Primary central nervous system lymphoma is a rare malignancy of CNS accounting for 2.2% of all brain tumors (5). To date, numerous paraneoplastic manifestations associated with systemic non-Hodgkin’s lymphoma have been reported (6). In a retrospective study, neurolymphomatosis was linked to systemic non-Hodgkin lymphoma in 90% and to acute leukemia in 10% of the subjects. It is the first manifestation of malignancy in 26% of the patients (7). Paraneoplastic syndromes, are rarely described in PCNSL, although it is very common in systemic lymphomas (8). A case of autonomic neuropathy was reported in 1995; a 68-year-old male with multiple enhancing lesions in brainstem, which was histologically consistent with large B-cell CNS lymphoma (9). In that study, autonomic nervous system function was evaluated by quantitative sudomotor axon reflex tests (QSART), which showed a dysfunction of the peripheral autonomic nervous system rather than a central autonomic disorder. This implies that autonomic dysfunction had been induced by the remote effect of tumor rather than a contiguous effect of tumor cells. Other paraneoplastic effects of PCNSL were myasthenia gravis, cerebral salt wasting syndrome and leukoencephalopathy (9).
Mononeuritis multiplex has not been reported as a paraneoplastic manifestation of PCNSL yet. In other words, it is not clear whether involvement of the peripheral nervous system in our patient is a paraneoplastic manifestation of PCNSL or a coincidence of PCNSL and hematologic lymphoma presenting with peripheral vasculitic neuropathy. It is also possible that mononeuritis multiplex may be a complication of PCNSL due to a vasculitic process.

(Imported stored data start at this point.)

PR #3525, opened 2021-06-10
fix(install): fix calculate repository root when the installed project is one or more level above the workspace project

tuan231195:
pnpm does nothing when installing a project in the parent folder of the workspace location.

Use case:
Rush workspace is in `project/common/temp/pnpm-workspace.yaml`
Root repository is `project`

`pnpm install --filter '<root package name>'` does nothing

### DIFF
--- a/packages/plugin-commands-installation/src/recursive.ts
+++ b/packages/plugin-commands-installation/src/recursive.ts
@@ -438,7 +438,7 @@ function calculateRepositoryRoot (
   // assume repo root is workspace dir
   let relativeRepoRoot = '.'
   for (const rootDir of projectDirs) {
-    const relativePartRegExp = new RegExp(`^(\\.\\.\\${path.sep})+`)
+    const relativePartRegExp = new RegExp(`^(\\.\\.\\${path.sep})*(\\.\\.)?`)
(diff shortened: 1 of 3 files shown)


packages/plugin-commands-installation/src/recursive.ts
```diff
@@ -438,7 +438,7 @@ function calculateRepositoryRoot (
   // assume repo root is workspace dir
   let relativeRepoRoot = '.'
   for (const rootDir of projectDirs) {
-    const relativePartRegExp = new RegExp(`^(\\.\\.\\${path.sep})+`)
+    const relativePartRegExp = new RegExp(`^(\\.\\.\\${path.sep})*(\\.\\.)?`)
```
zkochan, line 441: I am not sure why this was allowed at all. It doesn't make sense to store the workspace manifest in a subdirectory. This way pnpm will not know that it should run in the context of a workspace.

tuan231195: that's what rush does @zkochan, it stores the workspace manifest in common/temp/pnpm-workspace.yaml: https://github.com/microsoft/rushstack/issues/2347. The original PR for this change was: https://github.com/pnpm/pnpm/pull/2532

It is recommended that future studies focus more on symptoms associated with PCNSL to recognize the exact relationship between PCNSL and peripheral neuropathy.
The authors do appreciate the great helps of Dr.Baari, assistant professor of hematology-oncology in Mashhad University of Medical Sciences, Iran, for taking care of the patient.
Conflict of Interest
The authors declare no conflict of interest.